Tagar itu bergulir di Twitter dan menjadi trending. Tuduhan penyebaran berita onar dianggap sebagian netizen terkesan sedikit janggal. 

Ravio Patra memang dikenal sangat vokal menyuarakan kritik kepada pemerintah, termasuk saat kondisi pandemi virus corona seperti ini. Lalu tiba-tiba terdengar kabar bila ia ditangkap polisi diduga menyebarkan berita hasutan untuk melakukan aksi pembakaran pada 30 April 2020 mendatang. 

Beberapa hari sebelumnya, Ravio mengatakan bila akun WhatsApp miliknya tidak bisa diakses. Seperti ada yang meretas akunnya dan menyebarkan berita itu. 

Salah seorang netizen membeberkan kronologi tersebut melalui akunnya. Seperti yang ditulis @margianta lewat akunnya.

"@raviopatra diretas WAnya utk kirim pesan provokatif. Dlm hitungan jam, dia ditangkap polisi. Retasan serupa terjadi serentak ke teman2 aktivis lain. Saatnya #SalingJaga. Dlm krisis seperti ini, rasa takut dpt memecah solidaritas & mengalihkan perhatian kita. #BebaskanRavio," tulis akun @margianta.

Penangkapan itu disayangkan oleh para netizen lainnya yang akhirnya membuat tagar tersebut. 

"What a horrible time in Indonesia #bebaskanravio bebaskan
@raviopatra
," ucap akun @lalusastra. 

"Jujur, gue males banget ikutan petisi2an. But for this one, I feel like I have to do the right thing. #BebaskanRavio, Ungkap Pelaku Peretasan! - Sign the Petition!" tulis akun @fraviato.

Petisi #BebaskanRavio sendiri diprakasai oleh salah satu rekan Ravio, bernama Ryan Fajar Febrianto melalui akun cange.org. Dalam petisinya, Ryan menjelaskan alasan petisi itu dibuat, termasuk sebagian kronologi menurut versi Ryan.

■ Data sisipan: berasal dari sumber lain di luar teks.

PR #1225, opened 2024-02-13
Voice efficiency

### LINKED ISSUE #804: More Dropouts Occurring with C1_0_0 Firmware

Love it all the new features. Grid mode I now can’t live without. But I’m experiencing a lot more dropouts of tracks sooner with the new version. 
min version 4.1.3 I could play a specific song with 9 tracks. Now I can’t even play 6 tracks on the same song without dropouts occurring. 

All things being equal except the new firmware update, dropouts should not be occurring with so few tracks playing. 

_No response_

OLED

Built from community

C1.0.0

I reverted back to firmware 4.1.3 and played up to 9 tracks without dropouts. I them updated to firmware C1.0.0 and played the song with the same tracks active which caused numerous dropouts. I then began removing tracks and could only get up to 6 tracks to play at a time without dropouts.

m-m-adams:
Three changes to increase voice count - 
1. <s>When a sample is no longer needed, add it to the start of the stealable queue instead of the end</s> Removed - negative side effects with songs close to max load but not over it
2. After rendering the song, always try rendering it again (exits if it's ahead or after 5 renders). Previously only done when clocks interfered with rendering
3. Re introduce the cull smoothing - in combo with 2 this no longer has the risk of over shooting our samples, as if it's not keeping up with output it'll go again and cull a second time immediately 
4. Fix soft cull logic so that more than one voice can be soft culled, avoiding the issue of "overshooting" hard culls
5. Fix voice allocation logic so that voices are solicited via culling when it's likely that the next render round will cull voices
6. Fix memory leakage between songs by immediately deallocating voices when they won't be used again
7. Soft cull more agressively, avoid going into hard culling to reduce the clicks associated with hard culls

Fix #804 (I think)

### DIFF
--- a/src/deluge/dsp/timestretch/time_stretcher.cpp
+++ b/src/deluge/dsp/timestretch/time_stretcher.cpp
@@ -168,7 +168,8 @@ void TimeStretcher::reInit(int64_t newSamplePosBig, SamplePlaybackGuide* guide, 
 void TimeStretcher::beenUnassigned() {
 	unassignAllReasonsForPercLookahead();
 	unassignAllReasonsForPercCacheClusters();
-	olderPartReader.unassignAllReasons();
+	// we might sometimes want to dealloc the clusters but I'm not sure
+	olderPartReader.unassignAllReasons(false);
 	if (buffer) {
 		delugeDealloc(buffer);
 	}
@@ -984,7 +985,7 @@ bool TimeStretcher::setupNewPlayHead(Sample* sample, VoiceSample* voiceSample, S
                                      int32_t newHeadBytePos, int32_t additionalOscPos, int32_t priorityRating,
                                      LoopType loopingType) {
 	// clear the current reasons since setting up the clusters will add new ones
-	voiceSample->unassignAllReasons();
+	voiceSample->unassignAllReasons(false);
 	bool success = voiceSample->setupClustersForPlayFromByte(guide, sample, newHeadBytePos, priorityRating);
 	if (!success) {
 		return false;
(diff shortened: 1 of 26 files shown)


m-m-adams:
image

Huge increase in synth voices. Sample voices are increased slightly but not as dramatically - the latest song in the dropouts issue goes from culling at around ~12-16 voices to ~16-20

m-m-adams:
Fixing soft culling brings the synth voice test up to 153

image

soymonitus:
Regarding my most sample heavy song, which contain pretty long rap verse audio clips, they are cut much before with this build :(
 I need to test with other songs which are more sample heavy but with no audio clips to see if they improved

m-m-adams:
Is that true with the most recent commit as well? Audio clips shouldn't be affected by the changes, they're still supposed to be culled only when there's nothing else to cull

soymonitus:
> Is that true with the most recent commit as well? Audio clips shouldn't be affected by the changes, they're still supposed to be culled only when there's nothing else to cull

I haven't tested with latest commits, i will do it today

soymonitus:
I tested with various songs and it is working really good

stellar-aria (approved):
Overall pretty simple parameter passing changes, I won't pretend to understand the internals of the culling system in audio_engine.h right now.

chewabledrapery:
Given that #804 is closed and i'm still having the same exact issues on latest build where should i submit example projects to? Appreciate the work so far but 804 is not fully resolved for me, perhaps the underlying cause is not voice culling and is something else?  I have an example that has only 4 tracks in it and it is dropping kicks in a pattern. Thanks!

m-m-adams:
Yes, please make a new issue with example songs - I can't continue debugging off that issue since all provided songs play properly

chewabledrapery:
No problem might be better to start afresh, especially as the cause may turn out to be be unrelated.

I'll record a video to accompany the example project as that may help to show the issue in better context.

The latest beta definitely improved the other example I uploaded to 804 and overall I've noticed far less "clicky" artifacts in another project so you've definitely done some sterling work, very very much appreciated.

Thanks Mark watch this space 👍😎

"Sejak Rabu jam 14.00 siang Ravio nggak bisa akses WhatsAppnya. Dan setelah dilaporkan, pihak WhatsApp konfirmasi adanya peretasan atau hacking di akun Ravio. Akun Ravio dipakai untuk sebarkan pesan provokatif ajakan penjarahan pada tanggal 30 April, bahkan ke nomor nggak dikenal," tulis Ryan dalam petisi tersebut.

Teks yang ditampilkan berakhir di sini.